We found the distribution of early game statistics and how the amount of points can correlate with the result of the game.
points | 0.0 | 1.0 | 2.0 | 3.0 | 4.0 | 5.0 | 6.0 | 7.0 | 8.0 | 9.0 | 10.0 |
---|---|---|---|---|---|---|---|---|---|---|---|
result | |||||||||||
False | 0.909385 | 0.84707 | 0.759547 | 0.687318 | 0.589577 | 0.495258 | 0.408747 | 0.311444 | 0.241554 | 0.147168 | 0.09106 |
True | 0.090615 | 0.15293 | 0.240453 | 0.312682 | 0.410423 | 0.504742 | 0.591253 | 0.688556 | 0.758446 | 0.852832 | 0.90894 |
Looking at this through a bar chart,
Our observed statistic was: 0.05610845677532025 Our p-value: 0.0
Here is the empirical distribution of the test statistic:
For our hypothesis testing, we did 500 simulations and were able to see that the p-value is significant as it is smaller than 0.05.

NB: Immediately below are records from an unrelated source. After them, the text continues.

PR #2868, opened 2019-10-10
Disable depth and stencil buffer allocation

Jasu:
Disable allocation of depth and stencil buffers. This reduces active GPU memory consumption by almost a third, at least on Linux.

If I have a large number of terminals open and there is memory pressure, switching between terminals takes a while, presumably because some required GEM objects are swapped to disk. This change makes the number and size of required GEM objects smaller, hopefully alleviating the issue.

**I have only tested this on Linux (X11).** If passing 0 as the depth/stencil buffer size has different semantics on other platforms with glutin, things might break.

With this branch: Note that the amount of active objects is 27MB. (the inactive object count is higher, since I just ran vtebench)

Conclusion: We reject the null hypothesis, meaning we believe that the distributions are not the same.
Since we may reject the null hypothesis this means there is a good amount of evidence that the distribution of early game statistics in games where the team won is different from the distribution of statistics where the team won.